Quand la salamandre pourpre reflète l’état de santé d’un milieu naturel

ENVIRONNEMENT. Qu’ont en commun le Canton de Shefford et Saint-Joachim-de-Shefford? Les deux municipalités de la Haute-Yamaska abriteraient des populations de salamandres pourpres. Même si cet amphibien a déjà été observé dans la région, sa survie dans les milieux naturels demeure précaire, estime Symbiose Nature, qui amorce un projet visant le rétablissement de l’espèce d’ici 2030.

Grâce à l’appui de plusieurs partenaires financiers, dont la Fondation pour la biodiversité et la faune du Québec, Symbiose Nature mènera une étude terrain au cours des deux prochaines années dans les deux municipalités. Cette première étape (2026-2028) du projet visera notamment à recenser les populations de salamandres pourpres, à repérer les infrastructures pouvant nuire à leur habitat — comme certains ponceaux — et à élaborer un plan de restauration.

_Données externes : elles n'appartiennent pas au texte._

PR #2759, opened 2024-10-29
Md/gateway improvements

Ardiea:
Refactors the OLEKSGateway resources to be a little bit more flexible and not as abstract. Updates open-metadata to use this new version.

### DIFF
--- a/src/ol_infrastructure/components/aws/eks.py
+++ b/src/ol_infrastructure/components/aws/eks.py
@@ -26,6 +26,12 @@ class OLEKSGatewayRouteConfig(BaseModel):
     name: str
     port: int
 
+    @field_validator("hostnames")
+    @classmethod
+    def de_dupe_hostnames(cls, hostnames: list[str]) -> list[str]:
+        # Just to be safe
+        return list(set(hostnames))
+
 
 class OLEKSGatewayListenerConfig(BaseModel):
     name: str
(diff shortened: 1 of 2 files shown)


src/ol_infrastructure/components/aws/eks.py
```diff
@@ -19,13 +19,22 @@ class OLEKSGatewayRouteConfig(BaseModel):
...
+
+
+class OLEKSGatewayListenerConfig(BaseModel):
     name: str
+    hostname: str
     port: int
-    protocol: str
+    protocol: Literal["HTTPS", "HTTP"] = "HTTPS"
     tls_mode: Literal["Passthrough", "Terminate"] = "Terminate"
+    certificate_secret_name: Optional[str]
```
feoh, line 36: The comment above to the effect that cert-manager will generate this was super helpful. Could we maybe name this field in a way that signposts that?

generated_certificate_secret_name comes to mind off the top but I'm sure folks could come up with something better :)

feoh (approved):

src/ol_infrastructure/components/aws/eks.py
Ardiea: Yah I was actually thinking about that too and forgot to come back to it. The (little) complication is that you don't HAVE to use cert-manager. Let me see how I can clarify it.

blarghmatey (approved):

feoh (approved):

“Dans ce cas-ci, pour cette première phase, on est plus dans l’acquisition de connaissances et la planification à travers la réalisation d’inventaires des salamandres et des pressions sur leurs habitats”, explique Joaquin Riesgo, coordonnateur en conservation stratégique et biodiversité chez Symbiose Nature.

Au terme de cet exercice, un plan sera élaboré afin d’établir une série d’interventions pour restaurer les habitats occupés par les salamandres pourpres. Pour la seconde phase (2028-2030), l’organisme souhaite intervenir sur au moins quatre sites prioritaires incluant notamment des actions de stabilisation des berges, de revégétalisation et d’amélioration de ponceaux.

Les propriétaires et les acteurs municipaux seront aussi mobilisés tout au long de la démarche grâce à la distribution de cahiers d’information, à des activités de communication ainsi qu’à des ateliers de transfert de connaissances visant à assurer la pérennité des actions entreprises.

Une espèce vulnérable

La présence de ce petit être vivant désigné comme vulnérable au Québec se veut un bon indicateur de l’état de santé des ruisseaux de tête de bassin versant. En raison d’activités humaines, plusieurs habitats prisés par la salamandre pourpre sont malmenés. Et les conséquences sont importantes pour cette espèce qui respire, entre autres, par la peau et qui ne se plait guère dans les endroits secs.

“Si on améliore les habitats de la salamandre pourpre, on améliore par le fait même celui des autres espèces qui vivent dans les mêmes milieux”, mentionne M. Riesgo.

Un écosystème en meilleure santé, favorable aux salamandres, se traduit aussi par un environnement plus sain pour les humains, l’eau étant essentielle à la survie et à la préservation de toutes les espèces.